Throughout my career, I’ve always had a role in academia, engaging in research, conducting studies, and developing algorithms. I have collaborated closely with practitioners, translating these findings and ensuring their implementation to make a meaningful impact in healthcare and biomedicine. 

What keeps you excited about the information sciences field? 

There’s always something new in information sciences. It’s a fast-growing and ever-evolving area especially when it comes to healthcare. We hear a lot about artificial intelligence and generative AI, and there is lot of promise in terms of what these can bring to the sector at large. Digital Transformation is also bringing about constant change to the available technology and devices in healthcare that allow us to give the best patient care and the care delivery process, such as patient portals. These are all topics taught in our BHIS programs. The personal nature of health and well-being sets the fields of healthcare and biomedicine apart, and unlike other sectors, the efforts of our faculty and students can truly make a meaningful impact.  

As Department Head for the Biomedical and Health Information Sciences department, do you have any goals for the programs? 

In my role as Department Head, I aim for students to develop a comprehensive approach while also gaining a real-life perspective. Our department and programs are unique because we integrate the latest in terms of discovery and innovation. However, at the same token, we ground our curriculums, so they are relevant to the real world. Our faculty stands at the forefront of research and discovery, participating in funded projects supported by federal agencies and other foundations. Equally important is our faculty that have extensive amounts of real-world experience. This collective experience provides an enriching learning environment. It ensures that we teach relevant skills and knowledge, preparing our students for the careers they’ll encounter when they complete their courses and get their degree. 

What advice do you have for students interested in pursuing an advanced degree in Health Informatics or Health Information Management? 

I would encourage prospective students to look at career prospects in terms of what our curriculums offers in the online Health Informatics and Health Information Management programs.
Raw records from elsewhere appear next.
PR #7187, opened 2019-01-04
 Loot Tracker - Add optional automatic local data output 

TheStonedTurtle:
Since data is only stored in the database for 30 days, and I personally want to keep my loot for excel spreadsheet fun, I added a config option that will automatically append `LootRecord`s as JSON to `.log` files located in `.runelite/loots/<ingame-username>/`

Output Format:
```JSON
{"eventId":"Man","type":"NPC","drops":[{"id":526,"qty":1},{"id":877,"qty":2}]}
```


TheStonedTurtle:
> Adam: if were going to provide another way to export loottracker data it will be from the website

PR #7190, opened 2019-01-04
Allow npcs to be excluded from the NPC Indicator plugin

### LINKED ISSUE #7147: Have a hidden NPC list for the NPC Indicator Plugin
When questing I like using the NPC Indicator plugin to have the names of the NPCs appear above their heads, so I use the "*" to highlight all the NPCs instead of typing in each NPC that I want highlighted. But it is kind of annoying that EVERYTHING is highlighted; things like butterflies, bankers, rats and so on.

If we could have an NPC Hidden list, similar to the one used in the Ground Items plugin, where you can put items on a list that you don't want to show up. This would be nice if it could be don't for NPCs to filter out the NPCs that you don't want highlighted.

An alternative is to just type in the names of the NPCs that you want highlighted, but I'd rather have all NPCs highlighted and then filter to hide NPCs that I don't want highlighted.

Craftiii4:
Resolves #7147

Allows NPCs to be excluded from the NPC indicator using a '-' at the start of their name. Wildcards are accepted. 
Also fixed a concurrent modification exception found when modifying the NPCs to highlight text field. 

image

image

### DIFF
--- a/runelite-client/src/main/java/net/runelite/client/plugins/npchighlight/NpcIndicatorsPlugin.java
+++ b/runelite-client/src/main/java/net/runelite/client/plugins/npchighlight/NpcIndicatorsPlugin.java
@@ -116,7 +116,7 @@ public class NpcIndicatorsPlugin extends Plugin
 	 * NPCs to highlight
 	 */
 	@Getter(AccessLevel.PACKAGE)
-	private final Set<NPC> highlightedNpcs = new HashSet<>();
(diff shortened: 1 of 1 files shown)


runelite-client/src/main/java/net/runelite/client/plugins/npchighlight/NpcIndicatorsConfig.java
```diff
@@ -55,7 +55,18 @@ default String getNpcToHighlight()
 	}
 
 	@ConfigItem(
-		position = 2,
+			position = 2,
+			keyName = "hiddenNPCs",
+			name = "Excluded NPCs",
+			description = "List of NPC names to hide"
```
Spedwards: Indentation needs to be fixed here.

They should look at the courses that make up the curriculum and look at the faculty makeup. I would also strongly encourage attending one of the several info sessions we offer to prospective students.  
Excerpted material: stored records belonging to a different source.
PR #7191, opened 2019-01-04
Gargoyle Hammer Toss Icon Fix

ftwfabian:
The Hammer throw for Gargoyles currently does not show an icon when the gargoyle is on 9 hp, which is the hp when you are able to throw the hammer to successfully kill the gargoyle


deathbeam:
Needs rebase

PR #7192, opened 2019-01-04
Add Quest Points chat command

rbbi:
Adds the QUEST_POINTS local player variable (id: 101) and !qp chat command to print the local player's quest points

qp-command


Hydrox6:
What's the point of this? It only gets the local player's quest points, so everyone will appear to have the same quest points as you do.

rbbi:
> What's the point of this? It only gets the local player's quest points, so everyone will appear to have the same quest points as you do.

Ah, thanks for letting me know - this shouldn't be the case! :)

Adam-:
Added in ecd0f7dce3180df996bdf1a3e11374d0f746f848

rbbi:
Thanks @Adam-

PR #1570, opened 2018-04-15
Show tooltips based on Runescape's advanced settings

jplsek:
If the advanced setting has the tooltip set to disabled, also disable RuneLite tooltips.

Closes #1143

~If preferred, I could also add a toggle to allow RuneLite tooltips anyways.~ Edit: Did that.

PR #7195, opened 2019-01-05
tooltips: show tooltip based on advanced settings

### LINKED ISSUE #1143: Advance Options (from in-game settings) Tooltips
If the option to have tooltips on certain options in advance options in game is turned off, runelites tooltips will not overlay on top of that. (aka so if i have prayer tooltip turned off in advanced options I dont get runelites tooltips if I have that setting turned on. 

Alternative have multiple tooltip options for different things. Couldn't tell if that part was posted before or not

jplsek:
If the advanced setting has the tooltip set to disabled, then also disable the RuneLite tooltips.

Closes #1143

(Revive of PR #1570)

Runescape and Runelite default:
image

Runescape disable tooltip and Runelite default:
image

Runescape disable tooltip and Runelite follow advanced tooltip settings:
image
(imagine there is a mouse over the bar ;) )

### DIFF
--- a/runelite-api/src/main/java/net/runelite/api/VarPlayer.java
+++ b/runelite-api/src/main/java/net/runelite/api/VarPlayer.java
@@ -39,6 +39,12 @@ public enum VarPlayer
 
 	BANK_TAB(115),
 
+	/**
+	 * Use prayer tooltip bit setting: 30
+	 * Use special attack tooltip bit setting: 31
+	 */
+	TOOLTIPS(284),
+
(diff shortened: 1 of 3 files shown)


Adam-:
Shouldn't this type of logic be in the tooltip overlay?

deathbeam:
It's correct to have it in Mouse Tooltips plugin @Adam- because it's related only to in-game mouse tooltips we showvand not stuff like item stats etc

The other piece of advice that I would give is to identify a professional community or a professional society to associate themselves with. This gives prospective students an opportunity to network, but more importantly be sort of in tune with what’s happening in a certain area. I recommend American Medical Informatics Association (AMIA) for health informatics, American Health Information Management Association (AHIMA) for health information management, and the Association of Medical Illustrators for biomedical visualization.  
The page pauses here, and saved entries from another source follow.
PR #7200, opened 2019-01-05
Add Skybox plugin

### LINKED ISSUE #3941: Request: Skyboxes
Would it be possible to add a toggle that allows a skybox? Not asking for anything crazy, a simple shade of light blue would work for me.

Thanks,

Abextm:
Closes #3941
sky1
sky2
sky3

### DIFF
--- a/runelite-client/src/main/java/net/runelite/client/callback/Hooks.java
+++ b/runelite-client/src/main/java/net/runelite/client/callback/Hooks.java
@@ -46,6 +46,7 @@ import net.runelite.api.MainBufferProvider;
 import net.runelite.api.RenderOverview;
 import net.runelite.api.Renderable;
 import net.runelite.api.WorldMapManager;
+import net.runelite.api.events.BeforeRender;
 import net.runelite.api.events.GameTick;
 import net.runelite.api.hooks.Callbacks;
 import net.runelite.api.hooks.DrawCallbacks;
@@ -81,6 +82,7 @@ public class Hooks implements Callbacks
 	private static final OverlayRenderer renderer = injector.getInstance(OverlayRenderer.class);
 
 	private static final GameTick GAME_TICK = new GameTick();
+	private static final BeforeRender BEFORE_RENDER = new BeforeRender();
 
 	@Inject
 	private EventBus eventBus;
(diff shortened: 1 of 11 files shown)


runelite-client/src/main/java/net/runelite/client/callback/Hooks.java
```diff
@@ -149,6 +151,8 @@ public void clientMainLoop()
 			client.setTickCount(tick + 1);
 		}
 
+		eventBus.post(BEFORE_RENDER);
```
Adam-: Maybe this should be a 'main loop' event? Also should possibly be in a separate commit

Abextm: I feel like 'main loop` could be confused with a client tick event

runelite-client/src/main/java/net/runelite/client/plugins/skybox/SkyboxPlugin.java
```diff
@@ -0,0 +1,115 @@
...
+	{
+		cx -= client.getBaseX() / 8;
+		cy -= client.getBaseY() / 8;
+		try
+		{
+			return client.getInstanceTemplateChunks()[plane][cx][cy];
+		}
+		catch (ArrayIndexOutOfBoundsException e)
+		{
+			return -1;
```
Adam-: When does this happen? Generally I avoid having exceptions in the normal control flow. The eventbus should log it anyway.

devLotto:
Can we have a sand color skybox while in the desert? #c2b280

runelite-client/src/main/java/net/runelite/client/plugins/skybox/SkyboxPlugin.java
```diff
@@ -0,0 +1,120 @@
...
+			px = p.getX();
+			py = p.getY();
+		}
+
+		// Inverse of camera location / 2
+		int spx = px - ((client.getCameraX() - px) >> 1);
+		int spy = py - ((client.getCameraY() - py) >> 1);
+
+		client.setSkyboxColor(skybox.getColorForPoint(
+			client.getBaseX() + (spx / 128.f),
```
Adam-: Should this be off of the player location? Otherwise the sky changes if you move the camera which is weird

devLotto: The sky currently changes when moving about using the Oculus orb, which I find nice.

Can you tell us about the most exciting project that you’re working on right now? 

I’m currently working on a collaborative project with colleagues from various fields, including neurology. Given the presence of degenerative diseases like ALS in neurology, we have initiated projects that leverage machine learning and artificial intelligence to retrospectively analyze patient data. We’ve been able to phenotype what’s happening to patients over time and do this for a cohort of a larger patient population. This has been beneficial in helping clinicians understand their patients during consultations and improve the diagnostic process. 

We’ve also implemented patient triage and routing tools in practice. By having patients complete a questionnaire, we utilize computer algorithms to generate a working diagnosis based on their responses. This enables us to direct them to the appropriate physician and recommend the necessary diagnostic tests.